PERC Announces it’s 2021 Campus Sustainability Champions; Congratulations to ‘RayCycle
The Campus Sustainability Champion title is awarded to students, faculty, administrators, and staff of Pennsylvania colleges and universities who have made meaningful contributions benefiting social, economic and/or environmental sustainability on their campus, in their community, or in society at large. Contributions can be in areas of teaching, research, co-curricular programs, campus culture, community service, and campus operations, including food recovery.
Bucknell University Student Winners;
‘Raycycle initiative started out of Professor Kat Wakabayashi’s polymer engineering research lab in March 2020, when the COVID-19 pandemic closed the Bucknell University campus. Eight research students (Philip Onffroy, Riley DeBaecke, Brooke Dickey, Jeffrey Gibbs, Prism Li, Rain Lu, Haley Scopelliti, and Kalie Yuen) decided to come together (‘Ray Bucknell!) to innovate while quarantining at home. With the general public use of disposable plastics (takeout containers, plastic bags, online shopping packaging) on the rise during the pandemic, Team ‘Raycycle decided to raise awareness of the consumption behavior and do its part in collecting and recycling some of the plastic materials, based on their research expertise. The team asked the Bucknell and surrounding community to take advantage of the stay-at-home period to collect several types of post-consumer plastics waste: grocery checkout bags, packaging air pillows, soda bottle caps, and single-use coffee pods. These plastic materials are often rejected at municipal and commercial recycling centers due to their cumbersome shapes and potential contamination levels.

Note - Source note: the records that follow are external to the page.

PR #10439, opened 2026-08-05
Added Ggside Plots to 2/3 Variable Graphs

### LINKED ISSUE #8800: Improvements to Describe > Graph > Scatterplot

Emmanuel-Afrifa:
Fixes #8800
@rdstern @lilyclements @berylwaswa @derekagorhom @fran2or @Vitalis95 @Ag-Derek 

This PR adds the side plots.

@rdstern, please can you review and let me know if I may have left anything out? Thank you

- [x] Runs without errors  


lilyclements:
@Emmanuel-Afrifa just a small issue here with the layout on the "Save" overlapping with the controls (I don't think this has come from you, but while you're here!)

image

A couple of points

1. Can we rename how it is said in the input drop down (instead of `ysidedensity` say "Density", etc)

2. There are issues with the new checkboxes displaying/removing when you change around. E.g., if you have numerics in the first two receivers, and then switch to factors, then you get an error.

image

3. If we have Factors in the multiple receiver, and Numerics in the second receiver, then we want to have both "xsideplot" and "ysideplot" as visible.
Currently, only one of the checkboxes are (although it still ran both)

image

4. If we have Numerics in the multiple, and Factors in the second, do we want to have both "xsideplot" and "ysideplot" visible?

Emmanuel-Afrifa:
@lilyclements Please, I have worked on the issues you raised. 

To answer your fourth question, when we have a numeric variable in the multiple receiver and a categorical variable in the second receiver, we only have the `Y Side Plot` option being available (visible).

lilyclements:
@Emmanuel-Afrifa do we want only the y side plot to be visible in that instance, or would it make sense to have the x side plot too? I suppose it makes sense to only have y-side plot? 

1. The "fill" variable cannot be the same as the variable in the multiple receiver (only an issue for factors anyway)
2. The "Second variable" cannot be the same as the variable in the multiple receiver
3. If I have numerics in the first and second receivers, and change the drop down options, and press OK, and then reopen the dialog, the drop down options have defaulted to "Density" again.
4. (3. might also be true for factors/numerics, etc)
5. Similarly, if I have two numerics in the multiple receiver, and change to, say, "Histogram". Then, I add a third numeric to the multiple receiver, it defaults back to "Density"

lilyclements:
@Emmanuel-Afrifa looks good. Just some points:

1. If I run with nothing in the fill, it tries to do `ggside::geom_xsidefreqpoly(ggplot2::aes(colour=))`

(or `colour=, fill=` too at points)

image

2. In `geom_xsidefreqpoly` and `geom_xsidehistogram` if we have factors in the multiple, and a numeric in the single, we want to have the extra parameter `stat = "identity"` (otherwise it throws an error about discrete/continuous issues)

3. If we have numerics in the multiple, and a factor in the single, then it currently runs with "x side" (if you have previously run with "x side"). But, this is good. It shows that we actually do want to have both x side and y side plots when we have numerics in the multiple and a factor in the single. So, can you make it so that both "Y Side" and "X Side" options are visible when we have numerics in the multiple, and a factor in the single.

E..g, -

image


4. With 3., in `geom_xsidefreqpoly` and `geom_xsidehistogram` , if we have numerics in the multiple, and a factor in the single, we want to have the extra parameter `stat = "identity"` (otherwise it throws an error about discrete/continuous issues)

Emmanuel-Afrifa:
@lilyclements I have implemented your most recent suggestions. Thank you.

lilyclements (commented):
@Emmanuel-Afrifa really good, well done. Final one is just for the two new checkboxes to reset when you press OK (the checkboxes reset, but the inputs associated to them does not). Otherwise, looks great and works really nicely!

Emmanuel-Afrifa:
@lilyclements I have implemented the change such that the input boxes resets to their default state (Show all available options, with the default text being `Density`. That's undo all the filtering done based on the datatypes of the variables in the first and second receiver) when the `Reset` button is pressed.

@lilyclements, Please, is this what you meant?

lilyclements (approved):
Very good work @Emmanuel-Afrifa! Works brilliantly! Well done!

@Vitalis95 can you review the VB code?
@rdstern can you review?

Vitalis95 (approved):

Issue #10270, opened 2026-03-17
Avoid cef runtime message?


rdstern:
@ChrisMarsh82 this now seems more general and for everyone.  I don't get it elsewhere than R-Instat.

Whenever there is an error in R-Instat everyone now seems to get this error message first:

<img width="861" height="1067" alt="Image" src="https://github.com/user-attachments/assets/0050a3db-dc05-4ba4-9c31-20845ecf5c49" />

Is there something we can do about it?  And is this a you, or a @Patowhiz question?

rdstern:
@ChrisMarsh82 and @Patowhiz are ignoring this problem for now.  @Ag-Derek is this something you could investigate - maybe this week?  If you can't solve it, then I am with @ChrisMarsh82 next week, so I can ask him again!

Patowhiz:
@rdstern @ChrisMarsh82

The CEF runtime error should only be displayed when **R-Instat** is first launched, not when a dialog executes code.

When implementing this, I added a check for CEF runtime initialization specifically during application startup. This was intentional, since some machines may not have up-to-date Windows installations and could fail to initialize the runtime successfully.

The intended behavior was that if the CEF runtime fails to initialize, **R-Instat** would silently fall back to using the machine’s default browser for displaying HTML outputs, without interrupting the user with errors.

It’s also worth noting that the CEF runtime is only required for rendering HTML outputs. The *Tidy Daily* dialog produces a data frame, not an HTML output, so it should not trigger this error.

This behavior is clearly a regression and should be investigated and fixed to align with the original design.

rdstern:
Thanks @Patowhiz for the clarification.  I just add that it now appears on seemingly all implementations and for every error on any dialog.  So there are now always 2 error messages.  The cef comes first and then the specific error message.  I don't know if it helps locate the problem?

@Patowhiz can you suggest who might best examine, and hopefully fix this?  Can it be anyone from our main development team?

Patowhiz:
@rdstern I don’t have a specific person to suggest, but anyone familiar with the base code, particularly how scripts inputs and outputs link to R, and who is comfortable using Visual Studio debugging tools (especially breakpoints) should be able to trace and fix this regression.

kisinga:
Closed by #10443

PR #10443, opened 2026-08-05
Fix spurious/repeated Cef runtime error message (#10270)

kisinga:
- InitialiseCefRuntime now returns True when Cef is already initialised instead of False, which callers treated as an initialisation failure
- Log Cef initialisation failures (full exception) via NLog so the root cause can be diagnosed from user logs
- Move Cef initialisation and its error message from frmMain's constructor into frmMain_Load so the message box is properly owned by the visible main form and can only appear once at startup
- Add temporary PowerShell diagnostic script (scripts/check_cef_runtime.ps1) to verify Cef payload files, architecture, VC++ redist, and cache locks on machines showing the error

### Before asking for review
Please confirm that you have:

- [ ] Runs without errors  


ARMSTRONGOPONDO:
@kisinga I tested the CEF error that was being experienced in both the current branch and the master branch.

To do this, I reused a previously reported issue as a test case, since earlier there were multiple CEF errors occurring before the actual error would appear. Just as a heads-up, the issue I used had already been reported I simply reused it to verify the CEF error behavior.

To Reproduce

1. Go to Climatic > Tidy Data / Prepare > Data Reshape
2. Click on Unstack (Pivot Wider) ...
3. Went to Restore Hierarchy

the CEF error fires first
image

then the actual error
image

the cef error fires again
image

then the another error
image

the cef error fires again
image

then the last error is shown 

image

this was the scenario before testing @kisinga changes.

The CEF error that used to occur at runtime and when opening dialogs in VB is now resolved. For example, when navigating to the solution, searching for `frmMain`, and opening it in the designer, the CEF error would previously trigger before the design view loaded. This no longer happens.

so this PR has successfully resolved the firing of the CEF error in both the runtime and the vb side.
In the above example I now do not get the CEF errors firing at first and in between the subsequent errors.

kisinga:
I highly appreciate your help @ARMSTRONGOPONDO. 
Could you validate that actual errors are still surfaced correctly? Thanks

kisinga:
Cc @lilyclements @rdstern @berylwaswa 
Fixes #10270

lilyclements (approved):

lilyclements:
Been told that this has been reviewed by @ARMSTRONGOPONDO who is approving

PR #252, opened 2019-10-17
Assests client

vwraposo:
Creates new client called `Assets`.

This client is supposed to be used instead of `settings-server` beacause it gets the app's assets according to the vendor and not the account (if the app is not linked) this allows for better caching and unearths the true potential of passing the depTrees from `render-server` to the other services.

#### Types of changes

### DIFF
--- a/src/clients/Apps.ts
+++ b/src/clients/Apps.ts
@@ -85,7 +85,7 @@ export class Apps extends InfraClient {
   constructor(context: IOContext, options?: InstanceOptions) {
     super('apps', context, options, true)
     this.diskCache = options && options.diskCache
-    this.memoryCache = options && options.diskCache
+    this.memoryCache = options && options.memoryCache
     this._routes = createRoutes(context)
   }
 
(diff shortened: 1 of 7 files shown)


src/clients/Apps.ts
```diff
@@ -85,7 +85,7 @@ export class Apps extends InfraClient {
   constructor(context: IOContext, options?: InstanceOptions) {
     super('apps', context, options, true)
     this.diskCache = options && options.diskCache
-    this.memoryCache = options && options.diskCache
+    this.memoryCache = options && options.memoryCache
```
Jeymisson: Holy cow!

src/clients/Assets.ts
```diff
@@ -0,0 +1,122 @@
...
+  public getAppJSONByVendor = <T extends object | null>(app: string, path: string, nullIfNotFound?: boolean) => {
+    const locator = parseAppId(app)
+    const vendor = locator.name.split('.')[0]
+    const linked = !!locator.build
+    const inflightKey = inflightURL
+    return linked? this.getAppJSON(app, path, nullIfNotFound):
+      this.http.get<T>(this.route(vendor, locator, path), {
+        cacheable: CacheType.Any,
+        inflightKey,
+        metric: 'registry-get-assets-json-by-vendor',
```
Jeymisson: Maybe we want this same logic here `metric: linked ? 'apps-get-assets-json' : 'registry-get-assets-json-by-vendor'`

src/clients/index.ts
```diff
@@ -1,4 +1,5 @@
 export * from './Apps'
+export * from './Assets'
```
Jeymisson: Not sure if assets is the best name, but I have no suggestions other than `settings` that's already in use.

The community-driven plastics collection started in the spring of 2020, and through the summer, 3800+ pieces of plastics waste were pledged. When Bucknell campus reopened in fall of 2020, Team ‘Raycycle combined individual contributions and re-processed these “difficult-to-recycle” plastic waste into Bucknell Bison-themed products such as keychains and cookie cutters. The 100% recycled plastic products are given back to the individual community contributors as token of appreciation, and further given out to the rest of campus at sustainability and environmental awareness events and venues. The ‘Raycycle initiative was Bucknell’s community engagement at its best, backed by student motivation and University’s patented plastics processing technology.